As a creative consultancy that marries rigorous strategy with world-class creative capabilities, every piece of work that BrightHouse produces is born from collaboration. While collaboration has long been central to the way we operate, we are constantly learning to maintain our position on the leading edge of this practice. To keep us fresh, we recently conducted an internal luminary workshop to explore the nuances of productive collaboration as a team.
If you have cracked the cover of a major business publication in the last few years, you have likely noticed that collaboration has become a pet topic among experts. In businesses plagued by fragmentation and opacity, It has become conventional wisdom that “collaboration pays.” Today more than ever as “traditional hierarchies continue to flatten,” businesses demand higher levels of cooperation across functions, tenures, and business units. Collaboration, as one writer recently quipped, is “next to godliness” in the modern business environment.
The virtues of collaboration range from the practical—reducing fragmentation and opacity streamline daily work—to the psychological and the visionary. New research has shown that collaborative working environments create synergies and unleash untapped potential because they instill a sense of perceived safety among team members.
More recently, the promise of collaboration has been tempered by warnings against its excesses. Unregulated collaboration runs amok—and it turns our most valuable collaborators into institutional bottlenecks that slow work even as they elevate it. Collaboration breaks down boundaries but excessive collaboration can lead to bottlenecks.

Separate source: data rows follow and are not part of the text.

PR #5612, opened 2022-03-02
Blockbase: Add responsive fonts

scruffian:
This came up in a chat with @annezazu. It would be good to have responsive font sizes in Blockbase. The problem is that this will change user's sites, so we probably can't go ahead with it, but I thought I'd open it for discussion.

### DIFF
--- a/blockbase/theme.json
+++ b/blockbase/theme.json
@@ -380,17 +380,17 @@
 				},
 				{
 					"name": "Medium",
-					"size": "24px",
+					"size": "min(max(24px, 5vw), 30px)",
 					"slug": "medium"
 				},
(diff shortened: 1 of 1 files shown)


MaggieCabrera:
@kjellr what do you think about this?

kjellr:
In general, I don't think we need responsive font sizes for the small(ish) sizes noted here. I don't really find scaling text down to be that necessary unless text is ~48px or larger. 

I also think it's fine to leave this out for now, since the hope is that [we'll implement responsive font sizes in core directly](http://href.li?https://github.com/WordPress/gutenberg/pull/33543).

PR #5623, opened 2022-03-04
Archeo: home page and header wide aligned

### LINKED ISSUE #5599: Archeo: Make header and footer wide-aligned
Currently, the header and footer are not in alignment with the rest of the default page content. They should both be wide aligned. 

Currently: 

Screen Shot 2022-03-01 at 2 12 24 PM

Screen Shot 2022-03-01 at 2 13 07 PM

MaggieCabrera:

This PR makes all the patterns in the home page and the header and footer wide aligned.

The first pattern is a media + text pattern and that block adds an 8% padding to the text bit that is making it not align with the header and footer. That can't be undone with block markup. 

Screenshot 2022-03-04 at 11 43 14

The demo site looks like this now:

Screenshot 2022-03-04 at 11-59-22 Archeo

#### Related issue(s):

https://github.com/Automattic/themes/issues/5599


kjellr:
Hmm. I'm not sure — this kind of works, but it's still not quite right. In general, what I'm hoping to do is get everything on the edges lined up on the same vertical axes. That's not the case here: 

alignment

Can you think of any other ways to get that to work? I'm probably ok with everything going 100% full-width if it needs to, as long as we can get equal outer margins like that.

kjellr:
Oh also, I don't think this is related to this PR, but full alignments appear broken in the post/page editor: 
Screen Shot 2022-03-07 at 3 18 33 PM

MaggieCabrera:
The problem here is the media + text blocks adding the extra padding we can't remove without CSS. Is it fine with you if we make a utility class to do that, @kjellr ?

Screenshot 2022-03-04 at 11 43 14

mikachan:
I've gone ahead and added a class to remove this padding, as I noticed there was already an existing GB issue for having control over it: https://github.com/WordPress/gutenberg/issues/28556

With this change, all the content on the home page should line up on both sides.

kjellr:
Can we re-create that using a column block instead of Media & Text? That might work, and eliminate the need for a utility class.

MaggieCabrera:
Done, I think this is looking fine now.

Screenshot 2022-03-14 at 12-21-17 Skatepark – Tagline

kjellr:
This is looking much better. 🎉 

The only remaining issue I'm noticing is that this "PALACE OF 
THE CIRCUS..." text bumps up against the screen edges on mobile. Is that something we can fix?

Screen Shot 2022-03-14 at 8 42 18 AM

jffng:
> text bumps up against the screen edges on mobile. Is that something we can fix?

I think so, I added some padding in the pattern: https://github.com/Automattic/themes/pull/5623/commits/4f7211d55d06e0e6123101914551a7f2a933c404

jffng (approved):

jffng:
Ah oops that doesn't work because it messes up the alignment on wider viewports. I pushed another idea here: [20d0a44](https://github.com/Automattic/themes/pull/5623/commits/20d0a44f6a13d3e106d2ccd75a7f98e0b6eca8b6)

The downside to this approach is that the image is no longer flush with the edge on smaller viewports:

Screen Shot 2022-03-14 at 3 23 42 PM

mikachan (approved):
> I pushed another idea here: [20d0a44](https://github.com/Automattic/themes/pull/5623/commits/20d0a44f6a13d3e106d2ccd75a7f98e0b6eca8b6)

This looks good to me, it lines up well with the other elements on both sides when I test on my local site. I think we should prioritize the alignment over the image being flush on smaller screens, but would be great to get @kjellr's sign off too.

kjellr:
> The downside to this approach is that the image is no longer flush with the edge on smaller viewports:

I think that's a reasonable compromise. 👍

As part of our ongoing Learning Agenda, BrightHouse invited actor and activist John Kern to lead a workshop, hosted at the Atlanta Contemporary Art Museum. John is an expert in fostering communication among diverse groups and the co-founder of MeMo, a consultancy that provides training and strategies for enhancing communication and cooperation in professional environments.
The two-hour event began with some reflections from John, who introduced the image of traditional Japanese joinery. The traditional construction methods of Japan relied on joining pieces of wood without any external fasteners or binding agents. Over time, as the pieces grow and expand into one another, the joints become stronger rather than weaker. John encouraged us to take this image as a metaphor for the collaborative enterprise.
John’s insights also pushed us to draw some distinctions. We discovered that collaboration is distinct from coordination on one hand, and cooperation, on the other. While coordination involves narrow, short-term goals, cooperation is directed toward broader mandates—still relies on a need-to-know model that retains a high degree of opacity. Collaborators go beyond the coordination and cooperation models; they work toward shared goals to create something entirely new.
Most importantly, John helped us understand that the root of effective collaboration is empathy. Grounded in trust, collaboration is built on the social capital that develops slowly in groups and strengthens over time. Great collaborators can accelerate the process by always assuming positive intent among their partners. But trust-building has a long arc, and the very best collaborators will ultimately share one virtue above all others: patience.